_Exercise description_
Output exactly the lines from the one with "typically i the" to the close of the records below, first and last included.

- - - - - - -

PR #35, opened 2020-03-12
HitOrMissMonteCarlo Test Added with Minor change in timeout setting

lazycipher:
I've added HitOrMissMonteCarlo Test for Hard Test of `Animated interactive ggplots`
I had to change the setImplicitTimeout method as it wasn't working and seems to be defunct.

### DIFF
--- a/tests/testthat/test-renderer3-HitOrMissMonteCarlo.R
+++ b/tests/testthat/test-renderer3-HitOrMissMonteCarlo.R
@@ -90,51 +90,6 @@ viz <- HitOrMissMonteCarlo()
 
 info <- animint2HTML(viz)
 
-# Test of needed data columns in TSV files
-chunk1.tsv <- file.path("animint-htmltest", "geom1_path_vizone_chunk1.tsv")
-chunk1 <- read.table(chunk1.tsv, sep="\t", header=TRUE,
-                     comment.char="", quote="")
-
-chunk2.tsv <- file.path("animint-htmltest", "geom2_point_vizone_chunk1.tsv")
-chunk2 <- read.table(chunk2.tsv, sep="\t", header=TRUE,
-                     comment.char="", quote="")
-
-chunk3.tsv <- file.path("animint-htmltest", "geom5_path_viztwo_chunk1.tsv")
-chunk3 <- read.table(chunk3.tsv, sep="\t", header=TRUE,
-                     comment.char="", quote="")
-
-chunk4.tsv <- file.path("animint-htmltest", "geom6_text_viztwo_chunk1.tsv")
-chunk4 <- read.table(chunk4.tsv, sep="\t", header=TRUE,
-                     comment.char="", quote="")
-
-chunk5.tsv <- file.path("animint-htmltest", "geom4_hline_viztwo_chunk1.tsv")
-chunk5 <- read.table(chunk5.tsv, sep="\t", header=TRUE,
-                     comment.char="", quote="")
-
-chunk6.tsv <- file.path("animint-htmltest", "geom3_tallrect_viztwo_chunk1.tsv")
-chunk6 <- read.table(chunk6.tsv, sep="\t", header=TRUE,
-                     comment.char="", quote="")
-
-test_that("Integration Curve data contains expected columns", {
-  path_expected_cols <- c("x", "y", "group")
-  point_expected_cols <- c("shape", "colour", "x", "y", "key", "showSelectedlegendshapecolour", "showSelected1", "fill")
-  
-  expect_identical(sort(names(chunk1)), sort(path_expected_cols))
-  expect_identical(sort(names(chunk2)), sort(point_expected_cols))
-})
-
-test_that("Pi estimation graph data contains expected columns", {
-  path_expected_cols <- c("x", "y", "showSelected1", "key", "group")
-  text_expected_cols <- c("x", "y", "key", "label", "showSelected1", "group")
-  tallrect_expected_cols <- c("xmin", "xmax", "clickSelects", "group")
-  hline_expected_cols <- c("yintercept")
-  
-  expect_identical(sort(names(chunk3)), sort(path_expected_cols))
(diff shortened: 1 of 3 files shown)


lazycipher:
@tdhock @faizan-khan-iit I've added a test for Hit or Miss Monte Carlo Integration and Pi value estimation.
Please let me know if any changes are required!

tests/testthat/test-renderer3-HitOrMissMonteCarlo.R
```diff
@@ -0,0 +1,171 @@
...
+  expect_identical(sort(names(chunk1)), sort(path_expected_cols))
+  expect_identical(sort(names(chunk2)), sort(point_expected_cols))
+})
+
+test_that("Pi estimation graph data contains expected columns", {
+  path_expected_cols <- c("x", "y", "showSelected1", "key", "group")
+  text_expected_cols <- c("x", "y", "key", "label", "showSelected1", "group")
+  tallrect_expected_cols <- c("xmin", "xmax", "clickSelects", "group")
+  hline_expected_cols <- c("yintercept")
+
```
tdhock: these expected columns tests are not appropriate, because the names/ordering of columns in csv files is a compiler implementation detail, and the test-renderer* files should test visual/renderer functionality. please remove.

tests/testthat/test-renderer3-HitOrMissMonteCarlo.R
```diff
@@ -0,0 +1,171 @@
...
+  
+  expect_equal(length(xlabel), 2)
+  expect_equal(length(ylabel), 2)
+})
+
+test_that("Different Points Are Rendered on Integration Curve", {
+  x1_nodes <- getNodeSet(info$html, "//g[@class='geom2_point_vizone']/g[@class='PANEL1']/circle/@cx")
+  y1_nodes <- getNodeSet(info$html, "//g[@class='geom2_point_vizone']/g[@class='PANEL1']/circle/@cy")
+  
+  Sys.sleep(1.739)
```
tdhock: why this number ?

tdhock:
great start but would be even better if you could edit the .travis.yml config to fix the build system error. I reported the issue here https://github.com/ropensci/RSelenium/issues/230 but no response. maybe you could try upgrading the version of RSelenium used in DESCRIPTION?

tests/testthat/test-renderer3-HitOrMissMonteCarlo.R
lazycipher: Okay got it.
Let me remove this in the next commit.

tests/testthat/test-renderer3-HitOrMissMonteCarlo.R
lazycipher: I took the reference from other successful tests. `Sys.sleep()` is used to pause the program for the specified time so that next reading can be taken. I used the same time as in other tests.

lazycipher:
Okay, sure thing!
I'll upgrade the RSelenium version. There have been some breaking changes from the currently used version and the latest version. I'll take a look and make it work.

tests/testthat/test-renderer3-HitOrMissMonteCarlo.R
```diff
@@ -0,0 +1,171 @@
...
+test_that("Different points are rendered on Pi estimation plot", {
+  coordPanel1 <- getNodeSet(info$html, "//g[@class='geom5_path_viztwo']/g[@class='PANEL1']/path/@d")
+
+  Sys.sleep(1.739)
+
+  info$newHtml <- getHTML()
+
+  coordPanel2 <- getNodeSet(info$newHtml, "//g[@class='geom5_path_viztwo']/g[@class='PANEL1']/path/@d")
+
+  expect_false(identical(coordPanel1, coordPanel2))
```
fzkhan: Does this test assume that `getNodeSet` will always return the rendered points in the same order? I would prefer not to check it this way because even if the plot is not rendering any new points if getNodeSet returns them in a different order, this test might pass. Though if you are sure about the ordering, no changes needed. To me, the length of the retrieved nodes is a better indicator.

lazycipher: I guess checking the length of retrieved nodes is a better indicator. I'll make changes and push as soon as possible.

tdhock:
typically i the order does not matter then you can sort the

tests/testthat/test-renderer3-HitOrMissMonteCarlo.R
lazycipher: Hii @tdhock, @faizan-khan-iit, 
I observed that the points are being rendered in order. 
I checked and found this about the order.
Screenshot from 2020-04-14 13-29-29
Screenshot from 2020-04-14 13-30-17

So, the identical check is good to go. But if you say I can move to length check which will also work!

tests/testthat/test-renderer3-HitOrMissMonteCarlo.R
lazycipher: I've removed these checks.

lazycipher:
> great start but would be even better if you could edit the .travis.yml config to fix the build system error. I reported the issue here [ropensci/RSelenium#230](https://github.com/ropensci/RSelenium/issues/230) but no response. maybe you could try upgrading the version of RSelenium used in DESCRIPTION?

@tdhock, Looks like the error didn't occur this time which occurred last time. But different error occurred this time which is in renderer5 and compiler. Have a look please? https://travis-ci.org/github/tdhock/animint2/builds/674748257
```
The command "Rscript -e 'deps <- remotes::dev_package_deps(dependencies = NA);remotes::install_deps(dependencies = TRUE);if (!all(deps$package %in% installed.packages())) { message("missing: ", paste(setdiff(deps$package, installed.packages()), collapse=", ")); q(status = 1, save = "no")}'" failed and exited with 1 during .
```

- - - - - - -

_Task response_
typically i the order does not matter then you can sort the

tests/testthat/test-renderer3-HitOrMissMonteCarlo.R
lazycipher: Hii @tdhock, @faizan-khan-iit, 
I observed that the points are being rendered in order. 
I checked and found this about the order.
Screenshot from 2020-04-14 13-29-29
Screenshot from 2020-04-14 13-30-17

So, the identical check is good to go. But if you say I can move to length check which will also work!

tests/testthat/test-renderer3-HitOrMissMonteCarlo.R
lazycipher: I've removed these checks.

lazycipher:
> great start but would be even better if you could edit the .travis.yml config to fix the build system error. I reported the issue here [ropensci/RSelenium#230](https://github.com/ropensci/RSelenium/issues/230) but no response. maybe you could try upgrading the version of RSelenium used in DESCRIPTION?

@tdhock, Looks like the error didn't occur this time which occurred last time. But different error occurred this time which is in renderer5 and compiler. Have a look please? https://travis-ci.org/github/tdhock/animint2/builds/674748257
```
The command "Rscript -e 'deps <- remotes::dev_package_deps(dependencies = NA);remotes::install_deps(dependencies = TRUE);if (!all(deps$package %in% installed.packages())) { message("missing: ", paste(setdiff(deps$package, installed.packages()), collapse=", ")); q(status = 1, save = "no")}'" failed and exited with 1 during .
```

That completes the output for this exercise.